だがもしこのまま二人を放っておいたら、すぐにでも問題が出てくるかもしれない。今の優斗を見るとそう思わずにはいられなかった。
それを何とかするために、まずは一言問う。
「藤崎と何かあったのか?」
どこまで聞いていいのか、そもそも自分が間に入っていいのかもわからない。それでも、これを聞かなければ前には進めない。
優斗は少しだけ間を置いて答えた。
「夕べ藍と話をして、多分俺がその時言った事にショックを受けたんだ」
「ショックって何言ったんだよ。そもそも話って何なんだ?」
言っていることが具体的では無いため、今一つイメージできない。すると優斗はまた少しの間考える仕草をする。昨日の夜行われた二人の会話を説明するための言葉を探していた。
「恋バナみたいなものか?」
「こいっ……!」
優斗はその表現で正しいのか迷っているような言い方だったが、それでも啓太に衝撃を与えるのには十分すぎた。

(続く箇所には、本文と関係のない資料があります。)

PR #13, opened 2026-02-02
feat: add Serverless endpoint runtime tools

justinwlin:
## Summary

- Add `serverlessRequest` helper targeting the Serverless API at `api.runpod.ai/v2`, separate from the REST management API.
- Add 8 new tools for invoking deployed Serverless workers: `run-endpoint`, `runsync-endpoint`, `get-job-status`, `stream-job`, `cancel-job`, `retry-job`, `endpoint-health`, and `purge-endpoint-queue`.
- Support optional `webhook`, `policy`, and `s3Config` parameters on run/runsync matching the full Serverless API spec.

## Test plan

- [ ] Build succeeds with `pnpm build`.
- [ ] `endpoint-health` returns worker counts and job stats for an active endpoint.
- [ ] `run-endpoint` submits async job and returns job ID with `IN_QUEUE` status.
- [ ] `get-job-status` returns `COMPLETED` with output after job finishes.
- [ ] `runsync-endpoint` returns completed output inline for a fast job.
- [ ] `cancel-job` cancels a queued job and returns `CANCELLED` status.
- [ ] `retry-job` requeues a failed job.
- [ ] `stream-job` returns incremental results from a streaming worker.
- [ ] `purge-endpoint-queue` clears pending jobs and returns removed count.

### DIFF
--- a/src/index.ts
+++ b/src/index.ts
@@ -743,49 +743,67 @@ server.tool(
 
 // ============== SERVERLESS RUNTIME TOOLS ==============
 
+// Shared schemas for serverless tools
+const endpointIdSchema = z
+  .string()
+  .regex(/^[a-zA-Z0-9_-]+$/, 'Invalid endpoint ID format');
+
+const jobIdSchema = z
+  .string()
+  .regex(/^[a-zA-Z0-9_-]+$/, 'Invalid job ID format');
+
+const inputSchema = z
+  .record(z.unknown())
+  .describe(
+    'Input payload for the worker handler. The expected fields depend on the deployed model or worker.'
+  );
+
+const webhookSchema = z
+  .string()
+  .url()
+  .optional()
+  .describe(
+    'Webhook URL to receive job completion notifications instead of polling'
+  );
+
+const policySchema = z
+  .object({
+    executionTimeout: z
+      .number()
+      .optional()
+      .describe('Maximum execution time in milliseconds'),
+    lowPriority: z
+      .boolean()
+      .optional()
+      .describe('Submit as a low-priority job'),
+    ttl: z
+      .number()
+      .optional()
+      .describe('Time-to-live for the job result in milliseconds'),
+  })
+  .optional()
+  .describe('Execution policy options');
+
+const s3ConfigSchema = z
+  .object({
+    accessId: z.string().describe('S3 access key ID'),
+    accessSecret: z.string().describe('S3 secret access key'),
+    bucketName: z.string().describe('S3 bucket name'),
+    endpointUrl: z.string().describe('S3 endpoint URL'),
+  })
+  .optional()
+  .describe('S3-compatible storage config for large outputs');
+
 // Run Endpoint (Async)
 server.tool(
   'run-endpoint',
   'Submit an asynchronous job to a Serverless endpoint. Returns a job ID immediately — use get-job-status to poll for results. Async results are available for 30 minutes after completion.',
   {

「ホント何話してたんだよ!いや、喋らなくていい。って言うか絶対喋るな」
何が悲しくて自分の好きな奴と、そいつが更に好きな奴との恋バナなんて聞かなければならないのか。本音を言えばそれでも知りたいという気持ちはかなりあったが、もしここで聞いてしまったらとても平静でいられる自信が無かった。
それに、藍に何があったのかは気になるが、それを聞くためにこうして優斗を訪ねたのかというと微妙に違う。ここにきたのはそんな藍の現状を何とかするためだ。
「つまり藤崎の様子がおかしいのは、先輩が原因で間違いないんだな」
「ああ」
それだけ分かれば他は詳しい話を聞こうとは思わない。最初は優斗の態度次第ではしつこく問い詰め、場合によっては糾弾しようかとも思っていた。だが彼の様子を見ていると、本気で藍のことを心配しているのが分かり、いつの間にかそんな気も失せていた。
「なあ、大沢先生って教職員会議で遅くなるって言ってたよな?」
「ああ、言ってたけど?」
それは昨日部活を終える際に言われた事だった。だが優斗はなぜ啓太がいきなりそんなことを言い出したのか分からず首を傾げる。
「俺も今日部活来るの遅れる。だから放課後になってしばらく、ここには先輩と藤崎しかいなくなる。その間、二人で話せ」
出来ればこんなこと言いたくなかった。お膳立てだけしておいて後は全部任せるなんて、自分には何もできないと敗北宣言するようなものだ。
だが事実、自分が藍に何を言ったところで今の彼女を変えられるとは思えない。けれど優斗は違う。
それは今回のそもそもの原因が彼にあると言うだけの話じゃない。例え原因が彼に何の関係の無いものだったとしても、やはり一番に藍の力になれるだろうと思う。
そんなのは認めたくないし、出来るなら優斗でなく自分が何とかしてやりたい。だがそんな気持ちを押さえながら言う。
「何があったか知らねえけど、あんたが原因だって言うなら何とかしてくれ」
「お前……」
啓太にとって藍の一番である優斗は、恋敵みたいなものだ。そんな彼との関係修復の後押しなんて、本当なら絶対にしたくない。それでも、落ち込んでいる藍の姿を思うとこうするしかなかった。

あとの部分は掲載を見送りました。